Все семьдесят пять штурмовиков, мужчин и женщин, были известны ему если не лично, то по их документам. Он подбирал кандидатов на протяжении многих лет и использовал при этом всю информацию, содержащуюся в объемистых досье на террористов из архивов КГБ. Он был на самой короткой ноге с палестинцем Ахмедом Джибрилом, бывшим капитаном сирийской армии и одним из наиболее активных агентов КГБ, работающих на Ближнем Востоке.

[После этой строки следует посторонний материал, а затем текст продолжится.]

PR #245, opened 2025-02-26
RSCBC-12: Implement tracing

Matt-Woz:


sdk/couchbase/src/threshold_log_tracer.rs
```diff
@@ -0,0 +1,502 @@
...
+                        "top_requests": top_requests,
+                    }),
+                )
+            })
+            .collect();
+
+        if !log_output.is_empty() {
+            match serde_json::to_string(&log_output) {
+                Ok(log_output_str) => {
+                    tracing::warn!("Operations over threshold: {}", log_output_str)
```
Matt-Woz, line 299: I think given we're using tracing for spans already, it probably makes sense to convert all of our logging to use `tracing` instead, since tracing can be configured to also emit `log` records. See the [tracing docs](https://docs.rs/tracing/latest/tracing/#log-compatibility) on log crate compatibility,

sdk/couchbase-core/src/agent.rs
```diff
@@ -462,6 +489,7 @@ impl Agent {
                         info!("Orphan : {:?}", packet);
                     }),
                     disable_decompression: opts.compression_config.disable_decompression,
+                    tracing: tracing.clone(),
```
Matt-Woz, line 492: I'm not sure this is the best way to get the tracing component down the KV stack to the KvClient, but I can't see a nicer way -- Given spans can be manipulated w/ static functions, I did also experiment with just passing the TracingConfig (i.e. ClusterLabels) in with the KvConfig, but I don't think it was much better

Он придирчиво проверял личность каждого кандидата по отпечаткам пальцев и другим особым приметам, перечни которых имелись в досье из КГБ и в собранных им самим материалах. Больше всего Кадар опасался инфильтрации, излюбленной тактики израильтян: многие из них говорили на арабском, а по внешности были неотличимы от йеменцев и североафриканцев. Израильтяне часто подменяли своими людьми палестинских партизан, убитых в какой-нибудь мелкой стычке. Сделать это было нетрудно, а обнаружить обман — нелегко, так как палестинцы на Ближнем Востоке были рассеяны по разным странам. На днях Кадару удалось разоблачить одного такого шпиона. Впрочем, он мог и ошибаться, но это было неважно. Воля Кадара была в лагере непреложным законом: он исполнял здесь роли судьи, присяжных, а иногда и палача.
Кадар построил террористов перед собой в две шеренги, полукругом. Была ночь, и плац освещали мощные прожекторы, но сам Кадар оставался в тени. Чуть поодаль от него, на железной раме, вкопанной в землю, распростерся неясный человеческий силуэт.
На голове у Кадара был арабский головной убор из маскировочной ткани; рот и нос его закрывала повязка, а глаза были защищены темными очками. Хотя некоторым террористам и приходилось работать с ним раньше, ни один из них не знал его настоящего имени и никогда не видел его лица. Они знали его только как безликую фигуру в капюшоне, обладателя голоса, отдающего ясные и точные приказы. Роль исполнителей, как правило, отводилась другим.
— Братья и сестры, — сказал он, — вы посвятили свою жизнь Революции. Долгие годы вы боретесь с евреями за освобождение родной страны. Вы участвовали во многих славных битвах и убили множество врагов, но окончательная победа до сих пор ускользала от вас. В том, что у вас отнято законное достояние, повинны не только проклятые евреи, но и их помощники — безбожные американцы и весь западный империализм. Вы собрались в этом лагере, дабы подготовиться к нанесению решительного удара по насквозь прогнившему Западу. Весть о вашем подвиге разнесется по всему миру и повергнет правителей западных стран в смятение, от которого им уже не оправиться.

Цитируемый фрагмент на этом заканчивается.